Setting group/mode on /dev/nvidia*

All,

I’m trying to change the group on the /dev/nvidia* files to enforce access control to the GPUs. The GPUs are P100s, and we are running the latest drivers. Unfortunately, I’m having a hard time with this, and none of the tips I’ve found online have worked. I’ve tried using udev rules and modprobe configuration options, but the group is never updated.

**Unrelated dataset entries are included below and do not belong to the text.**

PR #445, opened 2017-05-04
improve osx relocation of dynamically linked binaries

dennisklein:
* search all directories
 * relocate `LC_ID_DYLIB`, `LC_RPATH` and `LC_LOAD_DYLIB` entries
 * relocate dylibs and executables

Co-authored-by: Dario Berzano <dario.berzano@cern.ch>
Co-authored-by: Florian Uhlig <f.uhlig@gsi.de>

---

This is part of the resolution of AliceO2Group/AliceO2#343. Moreover, this is based on the work done by @dberzano (#387) and @fuhlig1 (#420) - please read those discussions for context.

@dberzano 's change that invalidates existing builds, I have left out, because @ktf has reverted it in the `dev` branch, but I don't know the reason yet.

I did not implement my proposal about enforcing "`@rpath`iazation" that I have mentioned in the discussion in #420. After another discussion with @fuhlig1 he convinced me, that this should be an upstream decision.

The serial `find + file` variant takes several minutes on spinning disks and large packages like ROOT, that is why I chose a parallel variant.

The generated code could be more elegant, e.g. a variable with all the files and just one loop for each relocation type. But I found for debugging it is quite nice to have the code for single files in a copy&pastable format.

Please test! I only have one mac version `10.11.6` to test. You can inspect the resulting dylibs and executables with `otool -l`.

### DIFF
--- a/alibuild_helpers/build_template.sh
+++ b/alibuild_helpers/build_template.sh
@@ -168,14 +168,40 @@ cat "$INSTALLROOT/.original-unrelocated" | xargs -n1 -I{} echo "sed -e \"s|/[^ ]
 if [[ ! -s "$INSTALLROOT/.original-unrelocated" && -f "$INSTALLROOT/etc/modulefiles/$PKGNAME" ]]; then
   echo "mv -f \$PP/etc/modulefiles/$PKGNAME \$PP/etc/modulefiles/${PKGNAME}.forced-relocation && sed -e \"s|[@][@]PKGREVISION[@]\$PH[@][@]|$PKGREVISION|g\" \$PP/etc/modulefiles/${PKGNAME}.forced-relocation > \$PP/etc/modulefiles/$PKGNAME" >> "$INSTALLROOT/relocate-me.sh"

Does anyone have any experience getting this working?

Thanks!

This blog may be of interest:

http://www.resultsovercoffee.com/2011/01/cuda-in-runlevel-3.html

Thanks for the article, but it unfortunately doesn’t work for me. I can manually add the device files at startup using mknod, set the correct mode, and set the correct group (verified with ls /dev | grep nvidia). Unfortunately, upon running nvidia-smi, the devices are overwritten, their modes are set back to 0666 (I want them to be 0660), and their groups are reverted also.

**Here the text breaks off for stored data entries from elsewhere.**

PR #451, opened 2017-05-17
Remove special cases for setting mainPackage

### LINKED ISSUE #450: Get rid of the notion of mainPackage
It is the reason for misleading messages when building flpproto.

dberzano:
Fixes #450.


dberzano:
@ktf I believe it's not needed anymore, am I right? Any reason to keep these special cases?

ktf:
We probably still want the concept, but I agree the current implementation is flawed.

Before nvidia-smi (correct):

$ ls -al /dev/ | grep nvidia
crw-rw----  1 root nvidia  195,   0 Apr 19 15:38 nvidia0
crw-rw----  1 root nvidia  195,   1 Apr 19 15:38 nvidia1
crw-rw----  1 root nvidia  195, 255 Apr 19 15:38 nvidiactl

After nvidia-smi:

$ ls -al /dev  | grep nvidia
crw-rw-rw-  1 root root    195,   0 Apr 19 15:38 nvidia0
crw-rw-rw-  1 root root    195,   1 Apr 19 15:38 nvidia1
crw-rw-rw-  1 root root    195, 255 Apr 19 15:38 nvidiactl

Do you have persistence mode set at machine start up? Note that the proper method to set persistence mode has changed since that blog article was written

According to /lib/udev/rules.d/71-nvidia.rules, it looks like Nvidia is running its own persistence mode:

# Tag the device as master-of-seat so that logind is happy
# (see LP: #1365336)
SUBSYSTEM=="pci", ATTRS{vendor}=="0x10de", DRIVERS=="nvidia", TAG+="seat", TAG+="master-of-seat"

# Start and stop nvidia-persistenced on power on and power off
# respectively
ACTION=="add" DEVPATH=="/bus/acpi/drivers/NVIDIA ACPI Video Driver" SUBSYSTEM=="drivers" RUN+="/usr/bin/start-nvidia-persistenced"
ACTION=="remove" DEVPATH=="/bus/acpi/drivers/NVIDIA ACPI Video Driver" SUBSYSTEM=="drivers" RUN+="/usr/bin/stop-nvidia-persistenced"

# Start and stop nvidia-persistenced when loading and unloading
# the driver
ACTION=="add" DEVPATH=="/module/nvidia" SUBSYSTEM=="module" RUN+="/usr/bin/start-nvidia-persistenced"
ACTION=="remove" DEVPATH=="/module/nvidia" SUBSYSTEM=="module" RUN+="/usr/bin/stop-nvidia-persistenced"

Should I disable that?

No, don’t disable that. But simply having the persistenced daemon running is not necessarily enough to confirm that persistence mode is enabled.

The persistenced daemon control/behavior is documented here:

http://docs.nvidia.com/deploy/driver-persistence/index.html#background

I really appreciate your help. I’m not sure what I’m missing though. I’ve tried manually running the nvidia-persistenced daemon with

nvidia-persistenced --user nvidia-persistenced --persistence-mode

Then, nvidia-smi -q shows that persistence mode is enabled for both GPUs. However, even though I have created the /dev/nvidia* files with mknod and started nvidia-persistenced, running nvidia-smi still resets the mode and group of the /dev/nvidia* files.

This is an Ubuntu 16.04.1 LTS machine by the way, in case it matters.

Are you running nvidia-smi as a root user?

No, I’m running as a non-root user, and it’s still replacing the /dev/nvidia* files.